Daniel Lemire's blog

, 3 min read

Locating `identifiers´ quickly (ARM NEON edition)

A common problem in parsing is that you want to find all identifiers (e.g., variable names, function names) in a document quickly. There are typically some fixed rules. For example, it is common to allow ASCII letters and digits as well as characters like ‘_’ in the identifier, but to forbid some characters at the beginning of the identifier (such as digits). E.g., ab123 is an identifier but 123ab might not be.

An efficient way to proceed is to use a 256-element table where allowed leading characters have a set value (say 255), non-identifier characters have the value 0, and all other characters have a non-zero, non-255 value.

In C, you might be about to count identifiers using the following routine:

while (source < end) {
  uint8_t c = identifier_map[*source++];
  if(c) {
    count += (c == 255);
    while (source < end && identifier_map[*source]) {
      source++;
    }
  }
}

Can you do better?

Suppose that you have an ARM-based machine (such as a recent macBook). Then you have access to Single instruction, multiple data (SIMD) instructions which can process up to 16 bytes at a time. ARM has several types of SIMD instructions but ARM NEON are the most well known.

We can apply vectorized classification to the problem (see Parsing Gigabytes of JSON per Second, The VLDB Journal, 28(6), 2019). I am not going to review the technique in details but the gist of it is that we replace the table lookup with a vectorized (or SIMD-based) table lookup.

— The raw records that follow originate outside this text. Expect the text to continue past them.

PR #2731, opened 2021-01-14
ULTIMA4: Change damage to match DOS version

Fenyx4:
Through an interesting series of events I noticed that the xu4 damage was different from the DOS version of the game.
Disassembled DOS version: https://github.com/ergonomy-joe/u4-decompiled/blob/master/SRC/U4_AI.C#L127

Note: D_23D2[C_7C25((unsigned char)Fighters._tile[bp04])] is equivalent to creature.basehp

If I'm doing the math right then they are equal when the monster base health is below 64. But above that they diverge with xu4 creatures doing significantly less damage.

(It is possible that the xu4 version is getting the damage calculation from a different port of the game. I haven't been able to check that.)

### DIFF
--- a/engines/ultima/ultima4/game/creature.cpp
+++ b/engines/ultima/ultima4/game/creature.cpp
@@ -253,7 +253,7 @@ int  Creature::getDamage() const {
 	int damage, val, x;
 	val = _baseHp;
 	x = xu4_random(val >> 2);
-	damage = (x >> 4) + ((x >> 2) & 0xfc);
+	damage = (x >> 4) * 10;
 	damage += x % 10;
 	return damage;
 }


Thunderforge:
My understanding is that this new damage calculation will apply to all versions of Ultima IV loaded in SummVM (Apple II, Commodore 64, DOS, Amiga, etc), right?

If possible, we should check the Apple II version of the game before merging, since according to Wikipedia, that was the initial version programmed and others, including DOS, are technically ports.

Fenyx4:
Sadly I don't know assembly so I can't figure out the apple II damage calculation.
If someone wants to give it a go here is the disassembled code; https://github.com/jtauber/u4a2/blob/master/DISK_01/ULT4/full_listing.md

I did just load up the Apple II version and let myself get pummeled by an orc. I got hit for these values [0, 3, 4, 5, 8, 10, 13, 14, 15, 16, 17]. Which is more than an orc can hit you with the current xu4 calculation.
(It also hit me for 10, 13, and 14 which the DOS version of an orc can't hit you for. So we know they are different calculations between DOS and Apple II.)

Which version of U4 is ScummVM trying to match?

dreammaster:
Looks good to me, I'm going to accept it. As far as I'm aware, xu4 is based on the PC version.

dreammaster:
And kudos for noticing the problem, and taking the time to investigate the matter

Fenyx4:
Thanks @dreammaster !

PR #2736, opened 2021-01-17
README:  Add ScummVm logo in README

ayushbisht2001:
@sev- I have added the ScummVm logo in README.md.


sev-:
Why do you think we need to add our logo like this? There is no point in it.

Besides, your commit log messages still do not conform to our standards, and in general, having 3 commits for such simple thing looks odd.

PR #2739, opened 2021-01-22
DOCS: Adds the doc portal to the 2.2.0 branch

cadihowley:
I’ve added the complete doc portal to the 2.2.0 branch, so that Read the Docs can build from that branch for the current 2.2.0 documentation. Future docs can then be pushed to the master branch.


criezy:
Committing to the `branch-2-2-0` now feels unorthodox, although since there is no change to the source code we could maybe do an exception.
But my suggestion would be to commit to `branch-2-2` and then maybe create a new `v2.0.0-doc` tag, or something similar. My understanding is that Read The Docs uses such tags for versions (see https://docs.readthedocs.io/en/stable/versions.html).

PR #2741, opened 2021-01-23
SCUMM: Digital iMUSE: fix FT crash and music breaking bug

AndywinXp:
This is an urgent fix which is contained in PR [#2701](https://github.com/scummvm/scummvm/pull/2701). Since that PR is quite big and it's taking some time to be approved, and since people are rightfully telling me that FT is currently broken in the current dev build, I'm sending these _urgent_ fixes as a separate PR.

_Please_ merge this as soon as you can, since this fixes Full Throttle crashing and another bug in COMI which allowed zero volume (toBeRemoved) tracks to be able to make JUMPs and loops before being flushed.

### DIFF
--- a/engines/scumm/imuse_digi/dimuse.cpp
+++ b/engines/scumm/imuse_digi/dimuse.cpp
@@ -589,22 +589,25 @@ void IMuseDigital::switchToNextRegion(Track *track) {
 	}
 
 	int jumpId = _sound->getJumpIdByRegionAndHookId(soundDesc, track->curRegion, track->curHookId);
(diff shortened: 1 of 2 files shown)


criezy:
I missed that one. I am guessing it fixes [bug #12156](https://bugs.scummvm.org/ticket/12156).
Let's merge.

criezy:
And indeed it fixes the aforementioned bug. Thank you!

AndywinXp:
Thanks @criezy ! 🙏

lgRecip:
Thanks.

PR #2744, opened 2021-01-24
SDL: Fix trying to set unsupported pixel format when changing  gfx mode

criezy:
When switching between the SDL and OpenGL graphics managers, trying to restore the state could fail as the two managers do not have the same list of supported formats, so we may not be able to transfer the pixel format from one to the other. This then resulted in an assert.

This fixes [bug #12079](https://bugs.scummvm.org/ticket/12079).

I am not sure the way I fixed it is the best way to do it. So I am opening that pull request for review before merging.


criezy:
Merging this now. I am not particularly happy with the solution, but after two weeks I still don't have a better idea.

PR #2746, opened 2021-01-25
SCUMM: COMI: fix hebrew multiline dialogue

BLooperZ:
Fixes bug in dialogue text in COMI hebrew fan translation,
bug was: when the dialogue option should have span on multiple lines, it was instead cropped out of the screen.

this is solved by aligning the text to the right after lines are splitted.

Thanks.

### DIFF
--- a/engines/scumm/verbs.cpp
+++ b/engines/scumm/verbs.cpp
@@ -1013,9 +1013,6 @@ void ScummEngine_v7::drawVerb(int verb, int mode) {
 		_charset->setCurID(vs->charset_nr);
 
 		// Compute the text rect
-		if (_language == Common::HE_ISR) {
-			vs->curRect.left = _screenWidth - _charset->getStringWidth(0, buf);
-		}
 		vs->curRect.right = 0;
 		vs->curRect.bottom = 0;
 		const byte *msg2 = msg;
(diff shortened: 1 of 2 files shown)


BLooperZ:
Also, added fix for regression in hebrew text in smush videos introduced in https://github.com/scummvm/scummvm/commit/9ff197ef8bb95998d831a51a7d586fd628613925
Where first character in sentence didn't appear, and multiline text was just repeated all over.

engines/scumm/verbs.cpp
```diff
@@ -1046,12 +1043,26 @@ void ScummEngine_v7::drawVerb(int verb, int mode) {
 				}
 				--len;
 			}
+			if (_language == Common::HE_ISR) {
+				vs->curRect.right -= vs->curRect.left;
+				vs->curRect.left = _screenWidth - _charset->getStringWidth(0, tmpBuf);
+				vs->curRect.right += vs->curRect.left;
+			}
```
bluegr, line 1050: Can you explain what you're doing here?

BLooperZ: Aligning the text to the right.
The first and third lines is replacing the old left position parameter with the new left position. (substract old, add new)

bluegr: Yes, but you're trying to right-align the text relative to the screen Is that intended? Does the original align the text to the left of the screen?

BLooperZ: Yes, this is the dialogue on SCUMM-7-8, which is aligned to the left.
altough I have checked this now again, the original version of COMI is indeed indented 5 pixels to the left (value of `vs->curRect.left`). (not 0 as I assumed)
ideally we would use this value to calculate
`drawLeft = _screenWidth - originalLeft - _widthOfString`
problem is the updated value is used for the clickable/hoverable mouse area, and it causes the new value to be received when drawing the next time, so using it make the text to jump from side to side.
the difference is (IMO) somewhat neglectable visually, though.
could be solved by making 2 `_verbs` arrays, but that is a change that may affect much more games.

bluegr:
Thanks, merging

PR #2747, opened 2021-01-28
ULTIMA8: add new engine options

OMGPizzaGuy:
ULTIMA8: Add engine option for replacing the game font with ttf rendering

This option was previously controlled by pentagram.ini "ttf" setting.
I'd prefer a review as this is the first option added for this engine.

ULTIMA8: Add original save/load engine option

Original save / load menus were already implemented.
Creating an option gives us the ability to use the ScummVM dialogs from the game menu.


mduggan:
All looks good to me.  Thanks for implementing!

PR #2748, opened 2021-01-29
GRAPHICS: Improve TTF rendering on transparent surfaces.

OMGPizzaGuy:
Update color blending to match blending found in ManagedSurface. TTF rendering assumed the alpha channel of the surface was completely opaque. ULTIMA8 TTF rendering attempts to use a transparent surface and became near-illegible for text on scrolls. This change will affect TTF rendering on surfaces that are not already painted.

### DIFF
--- a/graphics/fonts/ttf.cpp
+++ b/graphics/fonts/ttf.cpp
@@ -599,20 +599,16 @@ static void renderGlyph(uint8 *dstPos, const int dstPitch, const uint8 *srcPos, 
 				uint8 dA, dR, dG, dB;
 				dstFormat.colorToARGB(*rDst, dA, dR, dG, dB);
 
-				if (dA == 0) {
-					*rDst = dstFormat.ARGBToColor(sA, sR, sG, sB);
-				} else {
-					double alpha = (double)sA / 255.0;
-					dR = static_cast<uint8>((sR * alpha) + (dR * (1.0 - alpha)));
-					dG = static_cast<uint8>((sG * alpha) + (dG * (1.0 - alpha)));
-					dB = static_cast<uint8>((sB * alpha) + (dB * (1.0 - alpha)));
+				double sAn = (double)sA / 255.0;
+				double dAn = (double)dA / 255.0;
+				double oAn = sAn + dAn * (1.0 - sAn);
 
-					if (sA > dA) {
-						dA = static_cast<uint8>((sA * alpha) + (dA * (1.0 - alpha)));
-					}
+				dR = static_cast<uint8>(sR * sAn + dR * dAn * (1.0 - sAn) / oAn);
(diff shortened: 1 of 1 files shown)


mduggan:
This looks good to me. I tried to find other uses of this code to see if there's any potential side-effects but I didn't find any place I thought it could cause any change other than U8.  I may have missed something though so if anyone else wants to comment please feel free.

graphics/fonts/ttf.cpp
```diff
@@ -594,16 +594,25 @@ static void renderGlyph(uint8 *dstPos, const int dstPitch, const uint8 *srcPos,
...
+					double alpha = (double)sA / 255.0;
+					dR = static_cast<uint8>((sR * alpha) + (dR * (1.0 - alpha)));
+					dG = static_cast<uint8>((sG * alpha) + (dG * (1.0 - alpha)));
+					dB = static_cast<uint8>((sB * alpha) + (dB * (1.0 - alpha)));
 
-				*rDst = dstFormat.RGBToColor(dR, dG, dB);
+					if (sA > dA) {
+						dA = static_cast<uint8>((sA * alpha) + (dA * (1.0 - alpha)));
+					}
+
```
criezy, line 613: Where do those formula come from?
My understanding of color blending is that it should be:
```c++
double sAn = (double)sA / 255.0;
double dAn = (double)dA / 255.0;
dR = static_cast<uint8>(sR * sAn + dR * dAn * (1.0 - sAn) / (sAn + dAn * (1.0 - sAn)));
dG = static_cast<uint8>(sG * sAn + dG * dAn * (1.0 - sAn) / (sAn + dAn * (1.0 - sAn)));
dB = static_cast<uint8>(sB * sAn + dB * dAn * (1.0 - sAn) / (sAn + dAn * (1.0 - sAn)));
dA = static_cast<uint8>(sA + dA * (1.0 - sAn));
```
This also means there is no need for a special case if `dA` is 0.
And you can of course optimise that code a bit by computing `dAn * (1.0 - sAn)` only once instead of 6 times.

OMGPizzaGuy: Mostly followed suit with managed_surface.cpp:487-490
Figured if case for dA is 0 might be better to avoid calculations, but perhaps not.
Destination alpha... I just wasn't sure the best call.

OMGPizzaGuy: OK, looking at https://en.wikipedia.org/wiki/Alpha_compositing#Alpha_blending
If I'm understanding it correctly, what I used would be correct for dA being 255, but not complete enough for any other value.
I'll take another swing at this.

OMGPizzaGuy: Yep, the suggested code was great. 
I went with calculating a normalized output alpha and converting that a byte at the end.
I thought it would be a little more clear to anyone reading the code.

criezy (approved):
Thank you. It looks good to me now.

PR #2750, opened 2021-02-02
DIRECTOR: Adding function and game

CustomLenny:
Add the Windows version of "The Simpsons: Cartoon Studio" and its player to the detection in the _Director_ engine.
Implement the kTheMaxInteger function in the lingo switch statement.


sev-:
Thanks!

PR #3141, opened 2021-07-09
EVENTRECORDER: added new event for OSystem::getTimeAndDate

mgerhardy:
`OSystem::getTimeAndDate()` is used in e.g. SCI and SCUMM - this wires it up to the event recorder.

Introducing a new event and changed the `getTimeAndDate` method

### DIFF
--- a/backends/platform/3ds/osystem.cpp
+++ b/backends/platform/3ds/osystem.cpp
@@ -169,7 +169,7 @@ void OSystem_3DS::delayMillis(uint msecs) {
 	svcSleepThread(msecs * 1000000);
 }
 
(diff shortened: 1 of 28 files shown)


sluicebox:
Wow, such quick turn around from a discord comment to a feature! Thanks!

I tested this with the debugger on a few SCI games and in Codename Iceman there's a part that prints the current date; I changed my clock and recorded and changed it back and the record-date correctly displayed on playback.

I now see that in SCI we call `OSystem::getTimeAndDate()` in situations where we don't use the result in kGetTime. I'll change that after this is merged, since it's a code-path that gets called a lot in some games, and that will cut down on the number of these new events that get generated.

sluicebox (approved):

PR #3142, opened 2021-07-09
SYMBIAN: Final batch to make Symbian port self-builded.

fedor4ever:
This is final batch to make Symbian port self-builded. I hope.

Add missed library dependency in build_app_config.mmh.
Resolve linker errors by compiling certain source files with exe. This happens because these files should depends from specific engines.
Added generator for installer builder.
Added source patcher. It make abld build system happy if these patches break other ports and therefore can't accepted. Currently fixes "..." in macros arguments.
Delete obsolete files.


sev-:
The commit log messages are not conformant with our guidelines

fedor4ever:
Commit log messages are conformant now.

sev-:
Thank you

PR #3143, opened 2021-07-10
AGS: Add missing games

aviloria:
Add Symploke games from Steam store and moved the games to the commercial section


sev-:
Thank you!

PR #3145, opened 2021-07-11
AGS: Remove dupped entry

aviloria:
"symploke1" Steam demo version is the same as the "symploke1" (English) release as the game became free2play.
No symploke1 demo is available anywhere


sev-:
Thanks.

The relevant component of the code, using ARM instrinsic functions, looks as follows:

uint8x16_t low_nibble_mask = (uint8x16_t){
42, 62, 62, 62, 62, 62, 62, 62, 62, 62, 60, 20, 20, 20, 20, 21};
uint8x16_t high_nibble_mask =
(uint8x16_t){0, 0, 0, 2, 16, 33, 4, 8, 0, 0, 0, 0, 0, 0, 0, 0};
uint8x16_t chars = vld1q_u8((const uint8_t *)source);
uint8x16_t low =
vqtbl1q_u8(low_nibble_mask, vandq_u8(chars, vdupq_n_u8(0xf)));
uint8x16_t high = vqtbl1q_u8(high_nibble_mask, vshrq_n_u8(chars, 4));
uint8x16_t v = vtstq_u8(low, high);
uint8x16_t v_no_number = vtstq_u8(low, vandq_u8(high, vdupq_n_u8(61)));

The register v contains a non-zero byte value where there is an identifier character, and the v_no_number contains a non-zero byte value where there is a non-digit identifier character. We can map these SIMD registers into bitmaps from which we can identify the location of the identifier using regular C code.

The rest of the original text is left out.